## [Directions]
List, from the lines below, each one with "isSilent" in it.

(Data extracted from a collection)
PR #117, opened 2021-05-05
Get grafanabot token from Vault instead of Drone repository

julienduchesne:
https://github.com/grafana/deployment_tools/issues/9828


jvrplmlmn (approved):
👍

PR #120, opened 2021-05-17
Add ability to list (and filter) remote resources

malcolmholmes:
`grr list` currently tells you the resources available locally within your Jsonnet or YAML.

This PR adds the ability to list remote resources, in the same format. This was surprisingly easy to add, all the infrastructure (e.g. pulling a list of resources) was already present.

### DIFF
--- a/pkg/grizzly/providers.go
+++ b/pkg/grizzly/providers.go
@@ -220,7 +220,7 @@ func (r *Registry) GetHandler(path string) (Handler, error) {
 }
 
 // HandlerMatchesTarget identifies whether a handler is in a target list
-func (r *Registry) HandlerMatchesTarget(handler Handler, targets []string, isSilent bool) bool {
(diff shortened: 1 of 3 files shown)


pkg/grizzly/providers.go
```diff
@@ -231,7 +231,9 @@ func (r *Registry) HandlerMatchesTarget(handler Handler, targets []string) bool
 			return true
 		}
 	}
-	r.Notifier().Info(SimpleString(key), "skipped")
+	if !isSilent {
```
Duologic, line 234: Where is this false? And shouldn't this log message move there then instead?

malcolmholmes: yeah, that's actually fair. Notifying shouldn't be a side-effect of an "Is" function.

Duologic (approved):

PR #123, opened 2021-06-10
Fix apply errors when using folder name with spaces

radiohead:
This PR fixes an issue that happens when a mixin is using a dashboard folder name which contains spaces, e.g.:

```jsonnet
{
  grafanaDashboardFolder:: 'My Awesome Folder',

  grafanaDashboards+:: {
    'some-dashboard': (import './dashboards/some-dashboard.libsonnet'),
  },
}
```

The root cause is the fact that spaces are removed from the name when preparing the Folder resource in Jsonnet, but the name is used as-is when preparing Dashboard resources.

I took the liberty of fixing what looks to be a bug in `FolderHandler.GetByUID` and improving error messages and error handling in the folder handler.

### DIFF
--- a/pkg/grizzly/workflow.go
+++ b/pkg/grizzly/workflow.go
@@ -120,7 +120,7 @@ func Pull(registry Registry, resourcePath string, opts Opts) error {
 				continue
 			}
 			resource, err := handler.GetByUID(UID)
-			if errors.As(err, &ErrNotFound) {
+			if errors.Is(err, ErrNotFound) {
 				registry.Notifier().NotFound(SimpleString(UID))
 				return nil
 			}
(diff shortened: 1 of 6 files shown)


pkg/grizzly/workflow.go
```diff
@@ -220,40 +225,48 @@ func Apply(registry Registry, resources Resources) error {
 	for _, resource := range resources {
 		handler, err := registry.GetHandler(resource.Kind())
 		if err != nil {
+			// Why?
```
malcolmholmes, line 228: Fair question. We should return a "handler not found for this Kind" type error.

malcolmholmes (approved):
All totally reasonable changes. Wanna fix the `// why?? ` while you're at it?

pkg/grizzly/workflow.go
radiohead: I'll do that, thanks for the suggestion. Also, I totally did not intend to commit these 😆

radiohead: Done.

malcolmholmes (approved):
Looks great, thanks!

PR #124, opened 2021-06-14
Fixup 'grr get' examples in README.md

rhowe:
Since (I think) introducing Kubernetes-style resource naming, the examples in
README.md no longer work as advertised.

`grr get dashboard.foo` is now `grr get Dashboard.foo`


malcolmholmes (approved):
Thanks for this. Meant to fix for ages.

PR #126, opened 2021-06-25
Handle general folder better

malcolmholmes:
The "General" folder is special. It has an ID of zero, but, actually doesn't exist in Grafana. You can't access the General folder via the HTTP API. Here, we make Grizzly "fake" the general folder.

### DIFF
--- a/pkg/grafana/folders.go
+++ b/pkg/grafana/folders.go
@@ -13,6 +13,16 @@ import (
 
 // getRemoteFolder retrieves a folder object from Grafana
 func getRemoteFolder(uid string) (*grizzly.Resource, error) {
+	h := FolderHandler{}
+	if uid == "General" || uid == "general" {
+		folder := Folder{
+			"id":    0.0,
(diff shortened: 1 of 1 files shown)


pkg/grafana/folders.go
```diff
@@ -13,6 +13,16 @@ import (
 
 // getRemoteFolder retrieves a folder object from Grafana
 func getRemoteFolder(uid string) (*grizzly.Resource, error) {
+	h := FolderHandler{}
+	if uid == "General" || uid == "general" {
+		folder := Folder{
+			"id":    0.0,
```
dsotirakis, line 19: Is there a reason for the id to be float?

dsotirakis (approved):
LGTM, one question though

pkg/grafana/folders.go
malcolmholmes: simply because that's what the JSON lib expects.

PR #128, opened 2021-06-30
Get folder UID from Dashboard Metadata

dsotirakis:
This PR is responsible for extracting the folder UID from `Dashboard.Meta` struct.

If the UID isn't present, then it's extracted from the folder url.


pkg/grafana/folders.go
```diff
@@ -159,6 +159,39 @@ func putFolder(resource grizzly.Resource) error {
...
+
+	resp, err := http.Get(grafanaURL)
+	if err != nil {
+		return nil, err
+	}
+	defer resp.Body.Close()
+
+	switch resp.StatusCode {
+	case http.StatusNotFound:
+		return nil, fmt.Errorf("NOT FOUND")
```
malcolmholmes, line 176: I think we have an `ErrNotFound` we can use. I recognise that this isn't your doing thought - I'm sure this is wrong in other places too.

testdata/yaml/prometheus/rules-simple.yaml
```diff
@@ -1,16 +0,0 @@
...
-    rules:
-        - alert: PromScrapeFailed
-          annotations:
-            message: Prometheus failed to scrape a target {{ $labels.job }}  / {{ $labels.instance }}
-          expr: up != 1
-          for: 1m
-          labels:
-            severity: critical
-        - expr: sum by(job) (up)
-          record: job:up:sum
```
malcolmholmes, line 16: we wanna keep these files :-)

testdata/yaml/synthetic-monitoring/check-simple.yaml
```diff
@@ -1,44 +0,0 @@
...
-        - Sydney
-    settings:
-        http:
-            failIfNotSSL: false
-            failIfSSL: false
-            ipVersion: V4
-            method: GET
-            noFollowRedirects: false
-    target: https://grafana.com/
-    timeout: 2500
```
malcolmholmes, line 44: same for this one :-)

malcolmholmes (approved):
LGTM

PR #130, opened 2021-07-01
Add test suites

dsotirakis:
The scope of this PR is to add test suites for every untested piece of code. This includes unit tests and tests against `dashboards.go`, `folders.go` etc., which need to mock http clients respectfully.

The tests are meant to be run against a Grafana instance (with custom config and provisioned resources), which will run as a service on drone, and all integration tests will run against it.


pkg/grafana/run_container.sh
```diff
@@ -0,0 +1,8 @@
+#!/bin/sh
+
+docker run --name grafana \
+           -v $(pwd)/testdata:/etc/grafana \
+           -e GF_PATHS_CONFIG=/etc/grafana/custom.ini \
+           -e GF_PATHS_PROVISIONING=/etc/grafana/provisioning \
+           --rm -p3000:3000 \
+           grafana/grafana:8.0.1
```
malcolmholmes, line 8: might want to go up to 8.0.4 now?

pkg/grafana/testdata/custom.ini
```diff
@@ -0,0 +1,10 @@
+[auth.anonymous]
+enabled = true
+org_role = Admin
+
+[feature_toggles]
+# enable features, separated by spaces
+enable = live
```
malcolmholmes, line 7: do we need this anymore?

malcolmholmes (approved):
This looks amazing. My only thought is that we should move the current `testdata` into an `examples` dir, and then your stuff makes sense in the `testdata` dir.

PR #134, opened 2021-07-01
Initial content and menu

malcolmholmes:
These are substantial changes to the (new) Grizzly docs. I have deployed them already, so they can be reviewed at https://grafana.github.io/grizzly

These docs now cover to a reasonable depth what Grizzly is, and how it works. I'd like to get these docs merged ready for a 0.2.0 release.


.github/workflows/gh-pages.yml
```diff
@@ -29,7 +29,7 @@ jobs:
 
       - name: Deploy
         uses: peaceiris/actions-gh-pages@v3
-        if: github.ref == 'refs/heads/master'
+#        if: github.ref == 'refs/heads/master'
```
malcolmholmes, line 32: need to remove this before merging

dsotirakis (approved):
Loved it 🚀

PR #137, opened 2021-07-06
Move dashboard specific check to dashboard-handler

dsotirakis:
This PR is responsible for moving the condition to check the `UID` against `Resource Name`, to the `dashboard-handler`.


malcolmholmes (approved):
Great, thanks!

PR #140, opened 2021-07-08
Stop offering a delete link for expiring previews

rhowe:
Only display a link to delete previews if they aren't set to expire.

It seems unnecessary to offer a manual delete link if the user has requested automatic deletion after an expiry time.

This should result in less UI clutter and fewer unintentional deletions from hitting the wrong link by accident.


rhowe:
@dsotirakis not wanting to bug, but how about this one?

malcolmholmes (approved):
This looks reasonable to me.

PR #480, opened 2019-06-24
modules: Change module name to go-course from go-training

### LINKED ISSUE #479: go.mod has old go-training name in the module
The `go.mod`file still has `go-training` as the module name and not `go-course`. This should have been changed when the repository was renamed.

This has caused problems with the later labs that define their own packages - people are rightly using `go-course` in the name of the package, but that is not found at the top-level because of the incorrect name in the top-level `go.mod` file.

camscale:
When the repository was renamed from go-training to go-course, the
go.mod file was not updated to reflect the new name.

Fixes #479

### DIFF
--- a/go.mod
+++ b/go.mod
@@ -1,3 +1,3 @@
-module github.com/anz-bank/go-training
+module github.com/anz-bank/go-course
 
 require github.com/stretchr/testify v1.3.0


juliaogris (approved):
lgtm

## [Written answer]
-func (r *Registry) HandlerMatchesTarget(handler Handler, targets []string, isSilent bool) bool {
+	if !isSilent {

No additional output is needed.